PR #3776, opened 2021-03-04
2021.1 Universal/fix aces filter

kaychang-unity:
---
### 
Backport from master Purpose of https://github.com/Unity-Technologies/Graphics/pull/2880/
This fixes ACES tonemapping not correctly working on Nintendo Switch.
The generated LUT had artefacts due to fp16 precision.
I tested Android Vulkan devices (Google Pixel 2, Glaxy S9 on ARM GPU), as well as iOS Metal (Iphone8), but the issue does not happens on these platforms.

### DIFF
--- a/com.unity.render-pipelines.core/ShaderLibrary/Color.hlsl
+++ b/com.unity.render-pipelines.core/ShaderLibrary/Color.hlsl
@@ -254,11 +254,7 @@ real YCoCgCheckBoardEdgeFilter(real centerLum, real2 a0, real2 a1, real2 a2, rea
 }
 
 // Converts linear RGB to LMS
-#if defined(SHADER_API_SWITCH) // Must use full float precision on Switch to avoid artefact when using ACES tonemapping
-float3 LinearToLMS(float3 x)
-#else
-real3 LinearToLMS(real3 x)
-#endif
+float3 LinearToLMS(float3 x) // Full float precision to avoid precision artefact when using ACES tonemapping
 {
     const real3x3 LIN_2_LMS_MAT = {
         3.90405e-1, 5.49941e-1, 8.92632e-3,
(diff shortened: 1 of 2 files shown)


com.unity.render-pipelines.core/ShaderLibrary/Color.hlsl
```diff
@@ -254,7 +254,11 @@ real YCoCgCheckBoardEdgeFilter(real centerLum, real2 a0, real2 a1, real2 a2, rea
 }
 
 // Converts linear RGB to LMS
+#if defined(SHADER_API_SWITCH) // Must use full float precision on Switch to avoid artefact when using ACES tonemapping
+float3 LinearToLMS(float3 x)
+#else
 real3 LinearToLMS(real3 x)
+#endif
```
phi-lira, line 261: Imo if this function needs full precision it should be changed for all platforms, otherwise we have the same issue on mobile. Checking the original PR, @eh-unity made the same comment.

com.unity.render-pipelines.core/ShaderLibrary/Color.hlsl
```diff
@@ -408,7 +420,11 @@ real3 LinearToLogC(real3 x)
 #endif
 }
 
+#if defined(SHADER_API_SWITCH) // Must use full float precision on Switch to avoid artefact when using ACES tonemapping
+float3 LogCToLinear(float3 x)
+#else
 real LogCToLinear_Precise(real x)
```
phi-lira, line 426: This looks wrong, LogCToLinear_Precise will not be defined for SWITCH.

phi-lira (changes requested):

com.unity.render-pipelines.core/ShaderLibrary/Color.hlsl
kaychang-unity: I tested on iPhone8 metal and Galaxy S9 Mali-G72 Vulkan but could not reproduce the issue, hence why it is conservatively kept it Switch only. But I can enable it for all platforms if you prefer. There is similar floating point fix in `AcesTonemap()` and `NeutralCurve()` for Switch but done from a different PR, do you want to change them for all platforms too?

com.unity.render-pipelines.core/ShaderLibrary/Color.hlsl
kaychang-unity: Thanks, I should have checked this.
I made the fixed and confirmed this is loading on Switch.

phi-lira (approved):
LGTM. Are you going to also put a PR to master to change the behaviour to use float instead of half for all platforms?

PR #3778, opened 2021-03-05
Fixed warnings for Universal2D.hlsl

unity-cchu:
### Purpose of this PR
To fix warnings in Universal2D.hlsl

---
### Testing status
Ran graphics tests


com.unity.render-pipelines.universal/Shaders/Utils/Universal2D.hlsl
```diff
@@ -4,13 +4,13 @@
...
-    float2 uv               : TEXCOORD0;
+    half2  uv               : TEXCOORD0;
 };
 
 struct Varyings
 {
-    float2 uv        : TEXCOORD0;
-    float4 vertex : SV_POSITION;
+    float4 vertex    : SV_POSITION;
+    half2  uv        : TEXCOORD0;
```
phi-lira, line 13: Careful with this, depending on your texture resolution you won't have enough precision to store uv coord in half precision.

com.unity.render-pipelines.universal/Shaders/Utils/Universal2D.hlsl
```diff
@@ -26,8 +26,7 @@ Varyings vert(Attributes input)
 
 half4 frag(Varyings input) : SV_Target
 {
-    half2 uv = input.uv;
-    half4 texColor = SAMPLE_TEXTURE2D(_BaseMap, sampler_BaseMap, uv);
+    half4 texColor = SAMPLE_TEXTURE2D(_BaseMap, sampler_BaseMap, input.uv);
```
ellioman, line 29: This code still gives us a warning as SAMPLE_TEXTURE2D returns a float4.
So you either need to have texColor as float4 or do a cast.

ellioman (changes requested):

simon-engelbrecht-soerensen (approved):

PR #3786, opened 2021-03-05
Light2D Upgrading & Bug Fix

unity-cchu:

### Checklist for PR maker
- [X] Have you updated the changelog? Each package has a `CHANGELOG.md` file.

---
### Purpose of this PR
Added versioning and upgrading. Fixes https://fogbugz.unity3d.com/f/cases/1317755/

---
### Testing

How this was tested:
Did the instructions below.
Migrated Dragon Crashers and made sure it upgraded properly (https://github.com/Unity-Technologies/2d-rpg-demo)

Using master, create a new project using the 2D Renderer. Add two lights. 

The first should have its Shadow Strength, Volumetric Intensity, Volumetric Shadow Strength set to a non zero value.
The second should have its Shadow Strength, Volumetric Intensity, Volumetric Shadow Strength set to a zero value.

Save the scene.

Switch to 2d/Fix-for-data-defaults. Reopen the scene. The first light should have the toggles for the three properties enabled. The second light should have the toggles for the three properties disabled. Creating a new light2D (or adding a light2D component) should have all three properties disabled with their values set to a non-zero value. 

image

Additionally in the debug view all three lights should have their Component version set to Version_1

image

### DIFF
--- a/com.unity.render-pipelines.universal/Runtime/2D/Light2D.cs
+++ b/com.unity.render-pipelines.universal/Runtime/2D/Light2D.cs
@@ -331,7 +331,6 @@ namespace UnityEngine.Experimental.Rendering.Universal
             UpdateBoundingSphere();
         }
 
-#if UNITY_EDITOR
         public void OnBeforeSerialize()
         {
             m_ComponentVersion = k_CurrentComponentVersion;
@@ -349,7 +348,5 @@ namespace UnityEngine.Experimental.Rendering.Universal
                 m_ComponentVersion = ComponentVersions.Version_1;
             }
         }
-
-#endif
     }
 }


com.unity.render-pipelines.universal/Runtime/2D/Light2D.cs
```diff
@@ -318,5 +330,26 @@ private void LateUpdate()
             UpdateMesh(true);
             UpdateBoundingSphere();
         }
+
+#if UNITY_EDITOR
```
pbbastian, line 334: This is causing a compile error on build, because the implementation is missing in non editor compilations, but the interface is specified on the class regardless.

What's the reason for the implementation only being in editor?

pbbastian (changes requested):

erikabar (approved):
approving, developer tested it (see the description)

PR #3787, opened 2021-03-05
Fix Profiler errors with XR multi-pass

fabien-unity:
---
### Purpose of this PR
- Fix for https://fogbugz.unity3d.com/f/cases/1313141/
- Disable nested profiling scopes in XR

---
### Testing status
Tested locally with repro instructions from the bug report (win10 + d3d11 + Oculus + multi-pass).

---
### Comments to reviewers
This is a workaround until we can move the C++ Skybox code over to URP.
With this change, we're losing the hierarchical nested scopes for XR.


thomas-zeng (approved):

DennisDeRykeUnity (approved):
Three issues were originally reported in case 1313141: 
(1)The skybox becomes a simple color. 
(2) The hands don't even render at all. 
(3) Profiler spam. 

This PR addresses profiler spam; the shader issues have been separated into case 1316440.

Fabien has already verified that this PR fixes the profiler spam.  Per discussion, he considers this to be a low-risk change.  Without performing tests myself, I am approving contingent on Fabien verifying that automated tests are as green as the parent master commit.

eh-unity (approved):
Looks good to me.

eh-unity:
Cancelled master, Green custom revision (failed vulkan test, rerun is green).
^^^^^^^^^^^^^^^^
### Exercise description
Each record above is to be printed again exactly as written.

### Task output
PR #3776, opened 2021-03-04
2021.1 Universal/fix aces filter

kaychang-unity:
---
### 
Backport from master Purpose of https://github.com/Unity-Technologies/Graphics/pull/2880/
This fixes ACES tonemapping not correctly working on Nintendo Switch.
The generated LUT had artefacts due to fp16 precision.
I tested Android Vulkan devices (Google Pixel 2, Glaxy S9 on ARM GPU), as well as iOS Metal (Iphone8), but the issue does not happens on these platforms.

### DIFF
--- a/com.unity.render-pipelines.core/ShaderLibrary/Color.hlsl
+++ b/com.unity.render-pipelines.core/ShaderLibrary/Color.hlsl
@@ -254,11 +254,7 @@ real YCoCgCheckBoardEdgeFilter(real centerLum, real2 a0, real2 a1, real2 a2, rea
 }
 
 // Converts linear RGB to LMS
-#if defined(SHADER_API_SWITCH) // Must use full float precision on Switch to avoid artefact when using ACES tonemapping
-float3 LinearToLMS(float3 x)
-#else
-real3 LinearToLMS(real3 x)
-#endif
+float3 LinearToLMS(float3 x) // Full float precision to avoid precision artefact when using ACES tonemapping
 {
     const real3x3 LIN_2_LMS_MAT = {
         3.90405e-1, 5.49941e-1, 8.92632e-3,
(diff shortened: 1 of 2 files shown)


com.unity.render-pipelines.core/ShaderLibrary/Color.hlsl
```diff
@@ -254,7 +254,11 @@ real YCoCgCheckBoardEdgeFilter(real centerLum, real2 a0, real2 a1, real2 a2, rea
 }
 
 // Converts linear RGB to LMS
+#if defined(SHADER_API_SWITCH) // Must use full float precision on Switch to avoid artefact when using ACES tonemapping
+float3 LinearToLMS(float3 x)
+#else
 real3 LinearToLMS(real3 x)
+#endif
```
phi-lira, line 261: Imo if this function needs full precision it should be changed for all platforms, otherwise we have the same issue on mobile. Checking the original PR, @eh-unity made the same comment.

com.unity.render-pipelines.core/ShaderLibrary/Color.hlsl
```diff
@@ -408,7 +420,11 @@ real3 LinearToLogC(real3 x)
 #endif
 }
 
+#if defined(SHADER_API_SWITCH) // Must use full float precision on Switch to avoid artefact when using ACES tonemapping
+float3 LogCToLinear(float3 x)
+#else
 real LogCToLinear_Precise(real x)
```
phi-lira, line 426: This looks wrong, LogCToLinear_Precise will not be defined for SWITCH.

phi-lira (changes requested):

com.unity.render-pipelines.core/ShaderLibrary/Color.hlsl
kaychang-unity: I tested on iPhone8 metal and Galaxy S9 Mali-G72 Vulkan but could not reproduce the issue, hence why it is conservatively kept it Switch only. But I can enable it for all platforms if you prefer. There is similar floating point fix in `AcesTonemap()` and `NeutralCurve()` for Switch but done from a different PR, do you want to change them for all platforms too?

com.unity.render-pipelines.core/ShaderLibrary/Color.hlsl
kaychang-unity: Thanks, I should have checked this.
I made the fixed and confirmed this is loading on Switch.

phi-lira (approved):
LGTM. Are you going to also put a PR to master to change the behaviour to use float instead of half for all platforms?

PR #3778, opened 2021-03-05
Fixed warnings for Universal2D.hlsl

unity-cchu:
### Purpose of this PR
To fix warnings in Universal2D.hlsl

---
### Testing status
Ran graphics tests


com.unity.render-pipelines.universal/Shaders/Utils/Universal2D.hlsl
```diff
@@ -4,13 +4,13 @@
...
-    float2 uv               : TEXCOORD0;
+    half2  uv               : TEXCOORD0;
 };
 
 struct Varyings
 {
-    float2 uv        : TEXCOORD0;
-    float4 vertex : SV_POSITION;
+    float4 vertex    : SV_POSITION;
+    half2  uv        : TEXCOORD0;
```
phi-lira, line 13: Careful with this, depending on your texture resolution you won't have enough precision to store uv coord in half precision.

com.unity.render-pipelines.universal/Shaders/Utils/Universal2D.hlsl
```diff
@@ -26,8 +26,7 @@ Varyings vert(Attributes input)
 
 half4 frag(Varyings input) : SV_Target
 {
-    half2 uv = input.uv;
-    half4 texColor = SAMPLE_TEXTURE2D(_BaseMap, sampler_BaseMap, uv);
+    half4 texColor = SAMPLE_TEXTURE2D(_BaseMap, sampler_BaseMap, input.uv);
```
ellioman, line 29: This code still gives us a warning as SAMPLE_TEXTURE2D returns a float4.
So you either need to have texColor as float4 or do a cast.

ellioman (changes requested):

simon-engelbrecht-soerensen (approved):

PR #3786, opened 2021-03-05
Light2D Upgrading & Bug Fix

unity-cchu:

### Checklist for PR maker
- [X] Have you updated the changelog? Each package has a `CHANGELOG.md` file.

---
### Purpose of this PR
Added versioning and upgrading. Fixes https://fogbugz.unity3d.com/f/cases/1317755/

---
### Testing

How this was tested:
Did the instructions below.
Migrated Dragon Crashers and made sure it upgraded properly (https://github.com/Unity-Technologies/2d-rpg-demo)

Using master, create a new project using the 2D Renderer. Add two lights. 

The first should have its Shadow Strength, Volumetric Intensity, Volumetric Shadow Strength set to a non zero value.
The second should have its Shadow Strength, Volumetric Intensity, Volumetric Shadow Strength set to a zero value.

Save the scene.

Switch to 2d/Fix-for-data-defaults. Reopen the scene. The first light should have the toggles for the three properties enabled. The second light should have the toggles for the three properties disabled. Creating a new light2D (or adding a light2D component) should have all three properties disabled with their values set to a non-zero value. 

image

Additionally in the debug view all three lights should have their Component version set to Version_1

image

### DIFF
--- a/com.unity.render-pipelines.universal/Runtime/2D/Light2D.cs
+++ b/com.unity.render-pipelines.universal/Runtime/2D/Light2D.cs
@@ -331,7 +331,6 @@ namespace UnityEngine.Experimental.Rendering.Universal
             UpdateBoundingSphere();
         }
 
-#if UNITY_EDITOR
         public void OnBeforeSerialize()
         {
             m_ComponentVersion = k_CurrentComponentVersion;
@@ -349,7 +348,5 @@ namespace UnityEngine.Experimental.Rendering.Universal
                 m_ComponentVersion = ComponentVersions.Version_1;
             }
         }
-
-#endif
     }
 }


com.unity.render-pipelines.universal/Runtime/2D/Light2D.cs
```diff
@@ -318,5 +330,26 @@ private void LateUpdate()
             UpdateMesh(true);
             UpdateBoundingSphere();
         }
+
+#if UNITY_EDITOR
```
pbbastian, line 334: This is causing a compile error on build, because the implementation is missing in non editor compilations, but the interface is specified on the class regardless.

What's the reason for the implementation only being in editor?

pbbastian (changes requested):

erikabar (approved):
approving, developer tested it (see the description)

PR #3787, opened 2021-03-05
Fix Profiler errors with XR multi-pass

fabien-unity:
---
### Purpose of this PR
- Fix for https://fogbugz.unity3d.com/f/cases/1313141/
- Disable nested profiling scopes in XR

---
### Testing status
Tested locally with repro instructions from the bug report (win10 + d3d11 + Oculus + multi-pass).

---
### Comments to reviewers
This is a workaround until we can move the C++ Skybox code over to URP.
With this change, we're losing the hierarchical nested scopes for XR.


thomas-zeng (approved):

DennisDeRykeUnity (approved):
Three issues were originally reported in case 1313141: 
(1)The skybox becomes a simple color. 
(2) The hands don't even render at all. 
(3) Profiler spam. 

This PR addresses profiler spam; the shader issues have been separated into case 1316440.

Fabien has already verified that this PR fixes the profiler spam.  Per discussion, he considers this to be a low-risk change.  Without performing tests myself, I am approving contingent on Fabien verifying that automated tests are as green as the parent master commit.

eh-unity (approved):
Looks good to me.

eh-unity:
Cancelled master, Green custom revision (failed vulkan test, rerun is green).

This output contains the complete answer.